**Collected data:**
>>>
PR #330, opened 2016-05-13
WIP, don't review: More tests

janschulz:


flying-sheep:
this still contains the commit from #324…

maybe you need to rebase this on master?

janschulz:
I'm currently just trying if/how that works (currently it doesn't...)...

.travis-build.sh
```diff
@@ -35,7 +36,11 @@ travis_fold end Installing
 travis_fold start Python_env
  bootstrap_header 'Installing Python Environment for testing'
  # http://conda.pydata.org/docs/travis.html
- wget https://repo.continuum.io/miniconda/Miniconda-latest-Linux-x86_64.sh -O miniconda.sh;
+ if [[ "$TRAVIS_OS_NAME" == "osx" ]]; then
+    wget https://repo.continuum.io/miniconda/Miniconda3-latest-MacOSX-x86_64.sh -O miniconda.sh;
+ else
+    wget https://repo.continuum.io/miniconda/Miniconda3-latest-Linux-x86_64.sh -O miniconda.sh;
+ fi
```
flying-sheep: maybe:

```bash
[[ "$TRAVIS_OS_NAME" == "osx" ]] && os=MacOSX || os=Linux
wget "https://repo.continuum.io/miniconda/Miniconda3-latest-$os-x86_64.sh" -O miniconda.sh
```

janschulz: nice

janschulz:
So I think we run her into the same problems as all Mac OSx users:

```
0.00s$ cat "$INSTALL_LOG"
* installing *source* package ‘IRkernel’ ...
** R
** inst
** preparing package for lazy loading
Error : .onLoad failed in loadNamespace() for 'pbdZMQ', details:
  call: dyn.load(file, DLLpath = DLLpath, ...)
  error: unable to load shared object '/Users/travis/R/Library/pbdZMQ/libs/pbdZMQ.so':
  dlopen(/Users/travis/R/Library/pbdZMQ/libs/pbdZMQ.so, 6): Library not loaded: /Builds/CRAN-QA-Simon/packages/mavericks-x86_64/Rlib/3.3/pbdZMQ/libs/libzmq.4.dylib
  Referenced from: /Users/travis/R/Library/pbdZMQ/libs/pbdZMQ.so
  Reason: image not found
ERROR: lazy loading failed for package ‘IRkernel’
* removing ‘/Users/travis/build/IRkernel/IRkernel/IRkernel.Rcheck/IRkernel’
```

https://travis-ci.org/IRkernel/IRkernel/jobs/130009741

Do you think it makes sense to ask the pbdZMQ package to statically link to the underlying lib?

janschulz:
So, and then there is wondows: https://github.com/craigcitro/r-travis

flying-sheep:
eh?

> # NATIVE R SUPPORT IN TRAVIS IS LIVE!

janschulz:
Damn, wrong Link, have to find the right one again...

.travis-build.sh
```diff
@@ -7,6 +7,15 @@ bootstrap_header() {
   echo -e "${ANSI_YELLOW}$1${ANSI_RESET}"
 }
 
+travis_fold() {
```
flying-sheep: this already exists on travis. please remove it.

.travis.yml
```diff
@@ -13,15 +17,23 @@ env:
...
 r_github_packages:
   # we currently still need IRdisplay from github in all cases...
   - IRkernel/IRdisplay
 
 
 script:
-  - source .travis-build.sh
+  - export CHECK_LOG=${TRAVIS_BUILD_DIR}/IRkernel.Rcheck/00check.log
+  - export INSTALL_LOG=${TRAVIS_BUILD_DIR}/IRkernel.Rcheck/00install.out
+  - bash .travis-build.sh
```
flying-sheep: maybe the sourcing was necessary to access the travis_fold function. if so, please revert this line

.travis.yml
```diff
@@ -13,15 +17,23 @@ env:
...
   - grep -q -R 'WARNING' "$CHECK_LOG" ; [ $? -ne 0 ]
   # TODO: currently we do have 1 NOTE: Found the following assignments to the global environment...
   #- grep -q -R 'NOTE' "$CHECK_LOG"; [ $? -ne 0 ]
 
+after_failure:
+  - printf "travis_fold:start:show.log\n"
```
flying-sheep: 1. use the travis_fold fucntion instead of manually printing stuff
2. this doesn’t work properly. it’s run as separate commands and messes up stuff. you need to extract this into a shell script.
3. are you sure those logs aren’t already in some folded section?

.travis-build.sh
janschulz: yep, that was a problem when I executed instead of sourced the file

flying-sheep: OK, then please remove the function and go back to sourcing it.

janschulz: AFAIR the reason for not sourcing was a problem with `set -e` which terminated the whole build including the `after_failure` clause in the travis script. Running it as `bash script` and setting set -e fixed that.

Without `set -e` you have to check each command so that the build fails if one of the steps fails (e.g. the problem you noticed that the test builds do not show that something is wrong...).

I will try to get a fix for both problems... Going back to a "travis.yml only" setup would be my preference... IMO one big travis.yml is better than a travis.yml which links to a big script. Especially if the amount of code is reduced because we don't need to reimplement most of travis' r support?

janschulz: See also here: https://docs.travis-ci.com/user/customizing-the-build/#Implementing-Complex-Build-Steps -> calling the script with `set -ev`

flying-sheep: > Going back to a "travis.yml only" setup would be my preference...

i tried it, but i didn’t find a way to get folding then. separate shell lines in YAML are treated as separate commands, which messes with the folding, …

maybe we can put it all in the YAML like this?

```yaml
script:
  - |
    travis_fold start Building
    bootstrap_header 'Building package'
    R CMD build .
    travis_fold end Building
  - ...
```

janschulz: That looks like a great idea... Will try that, but it could be a few days until I can come back to this... I also would like to have a solution for the zmw problem on OSX first...

janschulz:
This is usefull: https://lint.travis-ci.org/ ...

flying-sheep:
you think so?

> in language section: illegal value r, defaulting to ruby

this is obviously wrong. travis has first-class R support.

janschulz:
R is not officially supported... I had more problems which ended up not even starting a travis run... for that it was great :-)

flying-sheep:
ah OK. btw.: don’t bother potting it all back into `.travis.yml` if you don’t manage to get the folding to work. better check this first before you invest too much time.

janschulz:
Folding is coming back...

flying-sheep:
great! will it also fail properly or does only the return value of the last command (which would be the folding) count?

janschulz:
It looks like:

* Having it in a big list (using  `- | ...`) or in sourced form or with using a helper file which defines travis helper functions **without** `set -x`, we need to check each ran command and call something like travis_terminate (no idea if that is defined)
* `set -x` will terminate the complete travis job without running the `after_failure` clause  (=no logfiles are cat'ed :-()
* using normal one command per line won't get us folding...

I'm currently leaning to use the last solution: using one command per line and putting all the setup code into the `before_install`, so this (conda setup, r packages) is at least "folded away" and in the normal install only the checks are done.

janschulz:
Ok, the main commits are done, now I only want to get a test for the plots in...

janschulz:
Ok, no test for the Mac OS X death:

```py

class KillsOSXTests(AbstractIRKernel):
    def test_kills_macosx(self):
        "See IRkernel/IRkernel#342"
        code = """
install.packages("ggplot2")
library(ggplot2)
qplot(1:10)
plot(1:10)
"""
        reply, output_msgs = self._execute_code(code)
        print(output_msgs)
        print(reply)
        self.assertEqual(len(output_msgs[0]), 2)
        
```

Can't get it to run right :-(

janschulz:
And it looks like it worked :-)

janschulz:
JFYI: this PR contains the revert for the "/dev/null png device" commit...

flying-sheep:
> JFYI: this PR contains the revert for the "/dev/null png device" commit...

what? why?

flying-sheep:
and the travis log is worse now. dozens of cryptic unwrapped commands.

before, we had a few neatly folded sections.

please make it look like before.

janschulz:
Revert: two reasons, it breaks Mac Users (See other issues) and it is noch `R CMD check` clean. :-)

For the better Output: See above, basically we have to die one death (is that actually a valid English saying?)

flying-sheep:
not so fast. it’s clean now (95bd51a3ea5bba17900a14138e02b3f9e73cbe65), and `/dev/null` is POSIX specified, so i need to see a *really good* argument why it should fail.

let’s phrase our goals:

1. stop failing immediately if there’s an error. we want to see the whole thing
2. we don’t want to check every return value
3. don’t change the output

the status quo is that we don’t do 1.; this is bad for making changes since we can’t see multiple fails at once.

we could have easily changed this to not do 2.; that would be bad beause we *will* forget to do it when adding more stuff.

your PR’s state is that you don’t do #3, which is bad to see quickly where a fail happens and what the basic things that are tested are.

---

so the only alternative i see is

1. create a `.travis` directory
2. put every section as .sh script in there. `set -e` in each one
4. ```yaml
    script:
      - export -f travis_fold # do not repeat ourselves
      - .travis/github_dependencies.sh
      - .travis/build_package.sh
      - .travis/check_package.sh
      ...
    ```

takluyver:
Regarding `/dev/null`, I agree that we should investigate more before changing anything, but the fact that we got a bug report almost as soon as we introduced that code makes me worry that it's going to be problematic. So I think unless we can find a clear reason that that was a weird outlier, we should err on the side of avoiding it, as annoying as that is.

flying-sheep:
that’s a reasonable line of thought. on the other hand i haven’t found anything about any problems with `/dev/null` on OSX in the internet, all problems people have were due to fucking with the file. let’s first have the issue reporter say something about his system before doing anything. if the file has the right node type and permissions on his system (or the wrong one for all OSX users), then there’s probably a problem for us.

so this PR can be merged if the three goals in my previous comment are fullfilled, and if a) either the `/dev/null` thing can be confirmed to be a systematic OSX problem, or b) the reverting commit is removed.

janschulz:
I removed the revert after the fixes for `R CMD check` are in.

The current status is now:
* all tests under  `scripts` are run, but if any of the tests fail, the build is marked as failed and the `after_failure` clause is run
* the output isn't collapseable

Regarding the reorg: I really hate such a  `.travis` directory style :-/ I already dislike the current setup with the two install functions...

I can still make it a bit shorter by redirecting the output of build and check to /dev/null so that this is only shown at after-failure.

Is scrolling so bad?

flying-sheep:
yes. clarity of output is important. the whole idea is to quickly see why a build went wrong and to be able to reason about the individual steps.

elegance of file organization can be pursued if it’s possible without compromising on other things. a bonus goal if you will

janschulz:
ok. I thought some more about this but I currently do not find a way to do that without writing code which I find "suboptimal":

If individual steps should be folded in the log, then this needs to be done in a way that `fold start/stop` sequence is not broken. But that means you basically have to use a wrapper approach or collect the error term after each command so that the last `fold end` somehow returns the "unsuccessful" return code. This means that we would need to use the `command || ERROR=true` style of code. Or make `wrapper real-command` work (which probably involves eval?). Both something I don't want to see in the travis codepath, I already don't like the additional workarounds we take for the install stuff (defining them in an additional file just so that they are separated and the lines do not show up in the log)

simple, clean, working code >> clean log files

So IMO this is the best I'm able (and more or less willing) to create, unless you have some ideas how to make it work without compromising the simplicity (if someone can still say that to our setup) of the testing code.

Maybe the /dev/null redirect so that it becomes less scrolling...

flying-sheep:
did you try what i said (below the line in https://github.com/IRkernel/IRkernel/pull/330#issuecomment-220569867)?

didn’t it work?

janschulz:
You mean 

> put everything that can/should fail as a unit (every section) into a .sh script in there. set -e in each one

?
This would mean that the script starts with a `fold start` would get an error and return *without* calling the `fold end`. I've not investigated what travis makes of that, probably leave that part unfolded/open and maybe the next parts then as well.

flying-sheep:
ah, you’re of course right!

but i have a solution:

```bash
fold_wrap() {
	local header=$1; shift
	local section=$1; shift
	local cmd=$@
	travis_fold start $section
	headline $header
	"$cmd"
	local result=$?
	travis_fold end $section
	return $result
}

**Comment by janschulz** [comment]
Sorry, no.

IMO https://travis-ci.org/IRkernel/IRkernel/jobs/132126586 looks just fine and I don't see a benefit from puting in another level of abstraction just to get some shorter page. Scrolling down and then looking up for a red line seems perfectly fine.

The time I spent on working on this (I just tried to make `set -e` work in bash functions with your above wrap script, which seems not to work, so a travis subdir seems to be the last way) requirement is probably more than I will ever spent on scrolling down on any travis pages in any github project I work on.

So: no, I won't work anymore on this, I find it fine as it is.

re subdir + individual shell scripts: I really hate the idea of multiple twoline shells scripts in a confusing subdir where for every change I have to look into different scripts to find out where the specific test is now.

**Comment by janschulz** [comment]
I've also move the install steps back as my understanding of set -e and bash functions is currently, that they don't affect it: a error in one of the steps would not jump out of the function and therefore would not cancel the build.

test.sh:
```sh
fold_wrap() {
    local header=$1; shift
    local section=$1; shift
    local cmd=$@
    echo start $section $header
    "$cmd"
    local result=$?
    echo end $section
    return $result
}

example_command() {
	set -e
	echo Hallo
	false
	echo SHOULD NOT HAPPEN
	set +e
}
```

```bash
$ source test.sh
$ fold_wrap HEAD SEC example_command || echo "BAD"
start SEC HEAD
Hallo
SHOULD NOT HAPPEN
end SEC
```

flying-sheep:
the problem isn’t (only) scrolling, it’s the obscurity of some of the lines. a flding sections that says “testing R CMD check logs for items” before something like `grep -q 'Status..1 NOTE' "$CHECK_LOG"` is valuable.

but yeah: i veto the huge block of obscure commands with no wrapping and helpful info. i’m sure we’ll find a solution though.

how about we use `|| exit 1` in a function for the two-liners and bash scripts for the longer things?

janschulz:
As I said: I find it fine as is. I've searched through matplotlibs errors and that is a lot worse.

Ask yourself: how much time do you spend scrolling vs the time you spend adding that folding (and breaking the tests for several days/weeks until we noticed)... 

Simple travis.yml are best and we are already way past simple...

takluyver:
I'm inclined to side with simplicity here over the presentation of test runs. Folding sections of output is nice if it's convenient, but let's not spend too much time on it if that's the only obstacle. We can always come back to it later if Travis changes something or we think of a neater way to do it.

flying-sheep:
it’s easy, it just requires to split it up into files which @janschulz doesn’t like to do.

takluyver:
Split tests up, or split test infrastructure up? I also would rather not have a bunch of files just for running Travis.

flying-sheep:
me neither but it’s better than having the build terminate or a messy output.

test_ir.py
```diff
@@ -37,5 +37,68 @@ class DisplaySystem(jkt.KernelTests):
     {'code': '1:3', 'mime': {'text/plain':'[1] 1 2 3'}},
     ]
 
+class AbstractIRKernel(jkt.KernelTests):
```
takluyver: Doing it like this with a separate class for each test means that it re-discovers and then skips the base jupyter_kernel_test tests for each subclass. Is that intentional?

takluyver:
Let's merge this with the Travis infrastructure as @janschulz has done it, and then you can do a PR to make the output how you want, and we can weigh up the added complexity versus the messiness of the output.

flying-sheep:
actually i’m happy with the current tradeoff compared to the changed version.

so i’d say we leave the structure as it is (only merge the other changes now) or settle on a solution *before* we merge this, then only discuss details (but nothing fundamental) in my PR.

test_ir.py
janschulz: My intention was that the kernel was restarted for each test... as I play with options it seems to do that.

takluyver: On 23 May 2016 at 16:43, Jan Schulz <notifications@github.com> wrote:

> My intention was that the kernel was restarted for each test... as I play
> with options it seems to do that.
>
OK. By default JKT reuses a kernel between tests, because starting it up
and spinning it down can be slow, and the tests are written not too depend
on order. If you want to create a new kernel for each test, I'd recommend
using setUp and tearDown methods - essentially equivalent to the setUpClass
and tearDownClass methods that are already there:
https://github.com/jupyter/jupyter_kernel_test/blob/6c392ddf54a24c464fa5e07ad7fb001023f04698/jupyter_kernel_test/__init__.py#L21

janschulz:
>everything above 2-3 trivial lines goes into .travis/name_of_step.sh, in which set -e is used. the trivial steps go into functions in which the individual functions are guarded via || exit 1. scripts and functions are called using my wrapper above. are you both OK with this?

No: simple travis >> good-looking test logs

test_ir.py
janschulz: Ok, I reordered... somehow the kernel tester looks like it would be a good fit for pytest fixtures :-)

takluyver: I prefer to keep JKT at the simple common layer of unittest, but you've seen how little code it is to start a kernel, so if you want to make a pytest fixture for it, I'm fine with that. We could add it to JKT as a module.

flying-sheep:
“No” won’t do :laughing: 

do you have a better idea how to organize this? i’m seriously not willing to merge anything as underdocumented and unclear as this.

i have to spend a few seconds on each ine to see what it does and to mentally reconstruct the rationale why it is there. slapping on comments on each step won’t improve this much.

if you want this merged you’ll need to agree to some solution that structures the commands into a small number of steps that can be folded and have a good description.

takluyver:
The `before_install` section looks reasonable to me, but the `script` section is a bit opaque. I don't know how much it's possible to simplify that if we want to test the output from `R CMD check`, though.

flying-sheep:
[HA YES](http://stackoverflow.com/a/23806662/247482)!

```yaml
script:
  - |
    wrap_cmd() {
      ...
    }
  - |
    some_step()
      trap 'trap - ERR; return' ERR
      do_stuff
      idk_lol
    }
  - wrap_cmd 'Some step' some_step
```

takluyver:
Hmm, bash functions using trap statements inside a YAML file is a long way from what I'd call elegant ;-)

flying-sheep:
that’s only because bash isn’t elegant. and swallows errors by default.

i’d prefer just sourcing one big bash file, this way we avoid subtle YAML encoding gotchas (if such a thing exists) and gain syntax highlighting at the cost of having one more file.

what do you both think?

janschulz:
I want a single line per test in the travis.yaml and certainly not a wrapper. This has the disadvantage that the log will be slightly longer and more verbose (but it's still a long way from what I know in other projects), but it is a lot less prone to failure (=current situation). And it doesn't waste developer time when this has to be implemented (e.g. I think the time we both spent on this issue arguing is more that we both will ever spent on scrolling through the log).

IMO this PR is "ready to be merged" as it is.

I'm not going to implement a wrapping style, feel free to do it yourself, but also make sure that it fails when one of the steps go wrong, so that we don't end up in the current situation where we basically had no tests.

flying-sheep:
there’s also [an alternative which is more clear](http://stackoverflow.com/a/23808157/247482)!

```bash
some_step() (
	set -e
	im_in_a_subshell
)
```

flying-sheep:
hey, sorry to be confrontative, but you really need to read my stuff more carefully.

i said multiple times that i *only* want you to agree on me changing stuff up afterwards, not implement it yourself.

now you propose the same thing. you could simply have said from the beginning that you’re OK with whatever i do as long as i don’t create multiple files.

so if you’re both OK with the following course of action, please say so and we can go ahead:

1. merge this
2. i move everything into a separate .sh file to gain syntax highlighting (optional, please state your opinions)
3. i move all sections into individual functions (with `set -e` in a subshell so the whole function fails if a command fails)
4. i call those functions with a wrapper that adds folding inside of .travis.yml

it would look like:

```bash
#.travis.sh
wrap_cmd() { ... }
step_a() (
	set -e
	...
)
...
```

```yaml
#.travis.yml
script:
	- source .travis.sh
	- wrap_cmd 'Step A' step_a
	- ...
```

OK? @janschulz @takluyver?

takluyver:
That sounds fine to me. I mean, it sounds totally crazy that you can define functions with different kinds of brackets and they work in deeply different ways, but that's bash for you.

janschulz:
As I said: My vote goes to keeping it as is in this PR without putting in a wrapper and voodoo magic just for the sake of a shorter log and a few less seconds per log read. But I also don't want to waste any more time on this than I already have.

If you want to spend the time:

>  make sure that it fails when one of the steps go wrong, so that we don't end up in the current situation where we basically had no tests.

Please also document the different kind of brackets and so on in all places, that no one is accidentally breaking it in a later change to the test system. I didn't even know that such stuff exists.

takluyver:
Alright, thanks both.

flying-sheep:
in bash, `foo() compound_command` defines a function. [compound commands](https://www.gnu.org/software/bash/manual/bashref.html#Compound-Commands) can be loops, conditionals, and groupings.

the two kinds of groupings are those: `{}` is a command list (same environment/shell) and `()` is a subshell (new, inheriting environment/shell). you can use both to e.g. redirect collected output into a single command:

```bash
{
	echo '<!doctype html><html>'
	produce_html
	echo '</html>
} | expect_html_document`

i use subshells often interactively for this:

```bash
(cd somewhere; do_command)
```

which will not change my directory if the command fails.

bash is fucking complex. i also didn’t know that any kind of compound command is accepted as function body, but i think everyone should know about subshells.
<<<
**Exercise:**
Work out how many lines above have the string "worse" in them, and give only the number.

**Response area:**
2